Once selected for the fellowship, you will need to submit the following additional materials:

  • Two letters of recommendation.
  • Proof of U.S. Citizenship or resident alien status (e.g. photocopy of birth certificate or passport).
  • Official Transcripts and/or Proof of Academic Good Standing - Send transcript of highest degree conferred. If currently enrolled in school, Proof of Academic Good Standing must be sent on official letterhead and signed by graduate program director, advisor, or equivalent.

Note: In order to qualify for the position, the candidate must be a U.S. citizen or resident alien. A candidate with an I-551 stamp in their passport can also qualify since this is temporary verification of permanent residency status pending issuance of the green card. Individuals with "Employment Authorization" documents (EADs) do not meet eligibility criteria.

Application materials may be submitted via email to Trish Murphy. Paper copies and Official Transcripts and/or Proof of Academic Good Standing must be mailed to:

Ms.

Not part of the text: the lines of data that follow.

PR #1363, opened 2021-06-10
Fix initialize_user resulting in email confirmation when this was unwanted

fanpu:
## Description

Previously we were using .create in the rake task, which actually creates and stores the user in the db. .new only creates the object but does not actually store it yet, causing the devise mailing callbacks to not fire, which is what we want

## Motivation and Context

https://github.com/autolab/docker/issues/34

## How Has This Been Tested?

Newly created user is persisted, and no more error is shown

## Types of changes

## Checklist:


oliverli (approved):
Great catch, thanks Fanpu!

PR #1388, opened 2021-09-24
Github OAuth2 integration

fanpu:
### Setting Up
- Navigate to https://github.com/settings/developers in order to create a new OAuth app
- Homepage URL should be the URL that Autolab will be served on (i.e http://localhost:3000). Authorization callback URL is the URL that Github will make a callback to after authentication, which must be the homepage URL appended with `/users/github_oauth_callback` (i.e http://localhost:3000/users/github_oauth_callback)

See example:
DeepinScreenshot_select-area_20211113132623
- After registering the application, you should now have a Client ID for your application. Create a Client Secret as well, you should see the following:
DeepinScreenshot_select-area_20211113133047
- Set the GITHUB_CLIENT_ID and GITHUB_CLIENT_SECRET environment variable to your Github Client ID and Client Secret respectively when running Autolab. Alternatively, you can modify `config.x.github.client_id` or `config.x.github.client_secret` in `config/environments/development.rb` or/and `config/environments/production.rb` 
- After you restart your deployment, go to `http://localhost:3000/admin/github_integration` to verify whether the credentials have been setup correctly

## Types of changes

## Checklist:


fanpu:
TODOs from Chaskiel:

1. GithubIntegration.clone_repo does not clean up its temporary files.
It might be easier to use git archive instead of doing separate clone and tar tasks.

2. AssessmentHandin:handin appears to accept github handins even if github submission is not enabled for the assessment. I can't tell for sure that this is not handled at a higher layer, but it's not good enough for the form to not offer github. The handin handler has to reject it too if not allowed..

3. AssessmentHandin:handin needs to sanitize `params[:repo]`, as it is passed to `system`. In particular, it should not contain control characters, spaces or ;, but ideally, you should check it for alphanumeric, plus . - _ and /

fanpu:
TODOs resolved by #1432

xinyis991105 (approved):
1. The upper right corner dropdown still doesn't work on the assignment submission page.
2. Git submission, if enabled, overrides upload submission, even if the tab is switched to upload and the submit button is pressed from there.
3. Not a huge concern but if I spin up Autolab with properly configured github credentials and enable git submission for assessments, shut Autolab down, misconfigure github credentials, and then spin up Autolab again, the assessments that previously enabled git submission still have it enabled, even though on the edit assessment page, the checkbox is greyed out. I don't think this will be a common situation in production but it'd be nice if we could fix the bug before production deployment.

Otherwise, the bugs from last local testing are now gone: cancelling authorization properly redirects; checking repository size is fast.

Overall, great job guys! Let's merge this in and test on autolab-dev first!

PR #1390, opened 2021-09-25
Fix metrics index "undefined method `[]' for nil:NilClass"

oliverli:
## Description

Add check if `course.assessments.group("category_name").count().max()` is `nil` before trying to access array value, because that can be `nil` if an instructor just created a course (hence no categories) and tries to view the student metrics page

## Motivation and Context

Fixed that bug which we were made aware of by Chakiel

## How Has This Been Tested?

To replicate bug:
* create new course
* try to view student metrics page
Confirmed bug has been fixed after this change, with desired effects on the dropdown box using `@max_consecutive_assessments`, i.e. it is basically disabled

## Types of changes

## Checklist:

### DIFF
--- a/app/controllers/metrics_controller.rb
+++ b/app/controllers/metrics_controller.rb
@@ -9,7 +9,7 @@ class MetricsController < ApplicationController
 		if (course_max == nil)
 			@max_consecutive_assessments = 0
 		else
-			@max_consecutive_assessments = course.assessments.group("category_name").count().max()[1] - 1
+			@max_consecutive_assessments = course_max[1] - 1
 		end
 	end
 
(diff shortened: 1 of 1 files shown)


app/controllers/metrics_controller.rb
```diff
@@ -4,7 +4,13 @@ def index
 		course = Course.find_by(name: params[:course_name])
 		@course_grace_days = course.grace_days
 		@num_assessments = course.assessments.count()
-		@max_consecutive_assessments = course.assessments.group("category_name").count().max()[1] - 1
+		
+		course_max = course.assessments.group("category_name").count().max()
+		if (course_max == nil)
+			@max_consecutive_assessments = 0
+		else
+			@max_consecutive_assessments = course.assessments.group("category_name").count().max()[1] - 1
```
ashleyzhang, line 12: nit: could we change `course.assessments.group("category_name").count().max()` to just `course_max`?

ashleyzhang (commented):
Small nit but looks good otherwise!

app/controllers/metrics_controller.rb
oliverli: good catch! done

ashleyzhang (approved):
LGTM! Thanks for the fix

PR #1392, opened 2021-09-27
Better output for non-ascii autograder feedback

fanpu:
## Description

Improves on the feedback returned when non-ASCII output appears from the autograder (see https://github.com/autolab/Autolab/pull/1384). Many thanks to @cg2v for the enhancements.

## Motivation and Context
See https://github.com/autolab/Autolab/pull/1384

## How Has This Been Tested?
Upload something like a binary file on hellolab, you should be able to see the feedback even though it contains non-ASCII characters.

To test the encoding workflow, upload a file containing just \xc2 (see https://apidock.com/ruby/v2_5_5/String/valid_encoding%3F), and verify that we get \xc2 instead of the actual representation in the feedback 

## Types of changes

## Checklist:


oliverli (approved):
Cool approach!

PR #1402, opened 2021-10-20
More detailed roster error messages & sort by account status

michellexliu:
## Description
Updated the error messages to include more information about roster uploads and CSV parsing; added a "sort by account status" toggle that displays newly-added and newly-dropped accounts at the top of the confirmation screen.

## Motivation and Context
This updated roster upload aims to address two main issues:
1. Lack of detailed error messages - Multiple professors have had issues uploading their rosters due to a lack of detailed error messaging when a roster doesn’t satisfy Autolab’s parsing requirements.
2. New & dropped students are difficult to locate - In large roster uploads, the user would need to scroll throughout the entire roster to locate which students have newly dropped or added the course (indicated by green or red text).

## How Has This Been Tested?
(incomplete)

## Types of changes
- [ ] Bug fix (non-breaking change which fixes an issue)
- [ ] New feature (non-breaking change which adds functionality)
- [x] Breaking change (fix or feature that would cause existing functionality to change)

## Checklist:
- [ ] My change requires a change to the documentation, which is located at [Autolab Docs](https://github.com/autolab/docs)
- [ ] I have updated the documentation accordingly, included in this PR

## Other issues / help required
2 remaining rubocop errors:
```
app/controllers/courses_controller.rb:851:5: W: Lint/SuppressedException: Do not suppress exceptions.
    rescue StandardError
    ^^^^^^^^^^^^^^^^^^^^
app/controllers/courses_controller.rb:864:5: W: Lint/SuppressedException: Do not suppress exceptions.
    rescue StandardError
```
Not sure if removing the `rescue StandardError` from here will break anything, so I'd like to have someone else look at this as well.

PR #1406, opened 2021-10-28
Further roster upload validation

oliverli:
## Description

Adds further roster upload validation: all fields are required

To think about: is that a good idea?

## How Has This Been Tested?

Tested by uploaded dummy bad CSVs

## Types of changes

## Checklist:

### DIFF
--- a/app/controllers/courses_controller.rb
+++ b/app/controllers/courses_controller.rb
@@ -548,7 +548,9 @@ private
 
     begin
       csv = detectAndConvertRoster(params["upload"]["file"].read)
+      rowNum = 0
       csv.each do |row|
+        rowNum += 1
         next if row[1].nil? || row[1].chomp.size == 0
 
         newCUD = { email: row[1].to_s,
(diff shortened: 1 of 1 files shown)


app/controllers/courses_controller.rb
```diff
@@ -560,14 +564,44 @@ def parse_roster_csv
                    section: row[10].to_s.chomp(" ") }
         cud = @currentCUDs.find do |cud|
           cud.user && cud.user.email == newCUD[:email]
+
+        if newCUD[:email].nil? || newCUD[:email].size == 0
```
michellexliu, line 568: Should we be running all of these if/elsif checks manually? Originally, the error-checking was linked to the active record validations of User (see the line `validates :first_name, :last_name, :email, presence: true' in `app/models/user.rb'), and based on that, only first_name, last_name, email, are currently required, which I believe is a reasonable requirement. I feel like checking with if/elsif could also cause problems in the future, because if we ever need to change the required fields in the model, we now have to remember to change them here too.

Also, I haven't been able to run this because I'm currently having issues with Ruby, but it looks like it currently only shows the first error that shows up in the roster. Ideally, it should return all errors so that users don't have to resubmit to check if there are any other errors after they fix the first one.

michellexliu (changes requested):
Thanks for making these updates! I think there might've been a miscommunication as to what the task should be. I've already updated the error messages to be more detailed (see [this earlier PR](https://github.com/autolab/Autolab/pull/1402/commits), so the goal of this task was to make the error display right after initial upload instead of after confirmation.

I'm not sure if you read my design doc, but for more detailed info, see [my response](https://docs.google.com/document/d/1QhyftGYiRvDD33nAoCSzjJGKUF1IySJ1QJaRt6c-nZo/edit) to Victor's comments on the first implementation milestone.

Sorry if this wasn't clear!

Trish Murphy
Surveillance Research Program
9609 Medical Center Drive MSC 9765 Room 4E516
Bethesda, MD 20892 (U.S. Mail)
Rockville, MD 20850 (Courier Service)
Tel. 240-276-6903
Fax: 240-276-7908

The National Cancer Institute is an Equal Opportunity Employer.


The Fellowship Mentor for this position will be:

Paul Fearn, Ph.D., MBA
Chief, Surveillance Informatics Branch
Surveillance Research Program, National Cancer Institute
National Institutes of Health
9609 Medical Center Drive MSC 9765
Bethesda, MD 20892 (U.S. Mail)
Rockville, MD 20850 (Courier Service)

Approximate Start Date

As soon as possible.

Stipend and Benefits

The stipends for CRTA Fellows are adjusted yearly, and are commensurate with academic achievement and relevant experience. More information is available online at: Benefits include health insurance at no cost and a wide range of career development and social activities. The office is located in commuter-friendly Rockville, Maryland, close to the bustling metropolis of Bethesda, and near downtown DC.